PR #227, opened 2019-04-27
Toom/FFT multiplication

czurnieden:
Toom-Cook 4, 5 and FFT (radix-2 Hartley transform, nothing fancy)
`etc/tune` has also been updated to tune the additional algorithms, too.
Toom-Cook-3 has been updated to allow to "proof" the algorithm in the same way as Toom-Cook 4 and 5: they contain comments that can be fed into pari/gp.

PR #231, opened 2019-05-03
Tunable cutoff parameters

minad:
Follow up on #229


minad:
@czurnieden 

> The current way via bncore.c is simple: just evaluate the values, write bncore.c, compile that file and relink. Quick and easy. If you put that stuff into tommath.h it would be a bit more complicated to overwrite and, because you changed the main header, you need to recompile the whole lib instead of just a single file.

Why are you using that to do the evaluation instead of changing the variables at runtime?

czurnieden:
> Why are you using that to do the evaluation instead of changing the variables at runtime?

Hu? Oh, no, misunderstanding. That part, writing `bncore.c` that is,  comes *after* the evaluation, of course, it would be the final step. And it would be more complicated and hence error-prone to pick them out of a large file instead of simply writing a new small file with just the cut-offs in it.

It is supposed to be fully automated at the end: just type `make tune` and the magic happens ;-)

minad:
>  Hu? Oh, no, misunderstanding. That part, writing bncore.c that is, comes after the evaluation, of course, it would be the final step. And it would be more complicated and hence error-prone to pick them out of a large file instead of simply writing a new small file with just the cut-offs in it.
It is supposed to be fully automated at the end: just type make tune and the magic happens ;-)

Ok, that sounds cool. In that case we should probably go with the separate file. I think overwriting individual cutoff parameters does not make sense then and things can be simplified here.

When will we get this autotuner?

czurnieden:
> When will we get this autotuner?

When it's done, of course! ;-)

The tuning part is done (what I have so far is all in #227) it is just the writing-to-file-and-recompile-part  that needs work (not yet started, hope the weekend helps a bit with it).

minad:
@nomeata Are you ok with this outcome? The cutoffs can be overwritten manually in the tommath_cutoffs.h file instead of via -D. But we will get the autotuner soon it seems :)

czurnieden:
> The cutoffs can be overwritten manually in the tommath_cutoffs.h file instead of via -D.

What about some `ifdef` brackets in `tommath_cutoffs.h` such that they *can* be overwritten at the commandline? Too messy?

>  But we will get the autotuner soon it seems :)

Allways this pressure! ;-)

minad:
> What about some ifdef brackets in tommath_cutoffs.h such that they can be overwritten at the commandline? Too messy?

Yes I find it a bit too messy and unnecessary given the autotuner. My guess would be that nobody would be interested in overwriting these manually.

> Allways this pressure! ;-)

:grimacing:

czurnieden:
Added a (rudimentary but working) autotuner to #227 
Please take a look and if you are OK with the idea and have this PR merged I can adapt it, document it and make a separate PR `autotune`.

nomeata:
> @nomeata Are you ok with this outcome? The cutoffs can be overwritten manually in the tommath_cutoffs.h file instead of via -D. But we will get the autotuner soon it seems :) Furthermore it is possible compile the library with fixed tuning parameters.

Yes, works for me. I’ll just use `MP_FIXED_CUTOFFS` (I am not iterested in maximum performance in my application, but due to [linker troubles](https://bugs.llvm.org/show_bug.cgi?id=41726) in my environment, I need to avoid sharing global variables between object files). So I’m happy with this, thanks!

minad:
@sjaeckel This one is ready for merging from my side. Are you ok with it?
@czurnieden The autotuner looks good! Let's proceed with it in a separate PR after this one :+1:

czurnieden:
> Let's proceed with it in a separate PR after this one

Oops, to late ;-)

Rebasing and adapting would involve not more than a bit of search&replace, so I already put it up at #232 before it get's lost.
--- --- ---
Give an exact copy of all the data shown above.

WRITTEN ANSWER:
PR #227, opened 2019-04-27
Toom/FFT multiplication

czurnieden:
Toom-Cook 4, 5 and FFT (radix-2 Hartley transform, nothing fancy)
`etc/tune` has also been updated to tune the additional algorithms, too.
Toom-Cook-3 has been updated to allow to "proof" the algorithm in the same way as Toom-Cook 4 and 5: they contain comments that can be fed into pari/gp.

PR #231, opened 2019-05-03
Tunable cutoff parameters

minad:
Follow up on #229


minad:
@czurnieden 

> The current way via bncore.c is simple: just evaluate the values, write bncore.c, compile that file and relink. Quick and easy. If you put that stuff into tommath.h it would be a bit more complicated to overwrite and, because you changed the main header, you need to recompile the whole lib instead of just a single file.

Why are you using that to do the evaluation instead of changing the variables at runtime?

czurnieden:
> Why are you using that to do the evaluation instead of changing the variables at runtime?

Hu? Oh, no, misunderstanding. That part, writing `bncore.c` that is,  comes *after* the evaluation, of course, it would be the final step. And it would be more complicated and hence error-prone to pick them out of a large file instead of simply writing a new small file with just the cut-offs in it.

It is supposed to be fully automated at the end: just type `make tune` and the magic happens ;-)

minad:
>  Hu? Oh, no, misunderstanding. That part, writing bncore.c that is, comes after the evaluation, of course, it would be the final step. And it would be more complicated and hence error-prone to pick them out of a large file instead of simply writing a new small file with just the cut-offs in it.
It is supposed to be fully automated at the end: just type make tune and the magic happens ;-)

Ok, that sounds cool. In that case we should probably go with the separate file. I think overwriting individual cutoff parameters does not make sense then and things can be simplified here.

When will we get this autotuner?

czurnieden:
> When will we get this autotuner?

When it's done, of course! ;-)

The tuning part is done (what I have so far is all in #227) it is just the writing-to-file-and-recompile-part  that needs work (not yet started, hope the weekend helps a bit with it).

minad:
@nomeata Are you ok with this outcome? The cutoffs can be overwritten manually in the tommath_cutoffs.h file instead of via -D. But we will get the autotuner soon it seems :)

czurnieden:
> The cutoffs can be overwritten manually in the tommath_cutoffs.h file instead of via -D.

What about some `ifdef` brackets in `tommath_cutoffs.h` such that they *can* be overwritten at the commandline? Too messy?

>  But we will get the autotuner soon it seems :)

Allways this pressure! ;-)

minad:
> What about some ifdef brackets in tommath_cutoffs.h such that they can be overwritten at the commandline? Too messy?

Yes I find it a bit too messy and unnecessary given the autotuner. My guess would be that nobody would be interested in overwriting these manually.

> Allways this pressure! ;-)

:grimacing:

czurnieden:
Added a (rudimentary but working) autotuner to #227 
Please take a look and if you are OK with the idea and have this PR merged I can adapt it, document it and make a separate PR `autotune`.

nomeata:
> @nomeata Are you ok with this outcome? The cutoffs can be overwritten manually in the tommath_cutoffs.h file instead of via -D. But we will get the autotuner soon it seems :) Furthermore it is possible compile the library with fixed tuning parameters.

Yes, works for me. I’ll just use `MP_FIXED_CUTOFFS` (I am not iterested in maximum performance in my application, but due to [linker troubles](https://bugs.llvm.org/show_bug.cgi?id=41726) in my environment, I need to avoid sharing global variables between object files). So I’m happy with this, thanks!

minad:
@sjaeckel This one is ready for merging from my side. Are you ok with it?
@czurnieden The autotuner looks good! Let's proceed with it in a separate PR after this one :+1:

czurnieden:
> Let's proceed with it in a separate PR after this one

Oops, to late ;-)

Rebasing and adapting would involve not more than a bit of search&replace, so I already put it up at #232 before it get's lost.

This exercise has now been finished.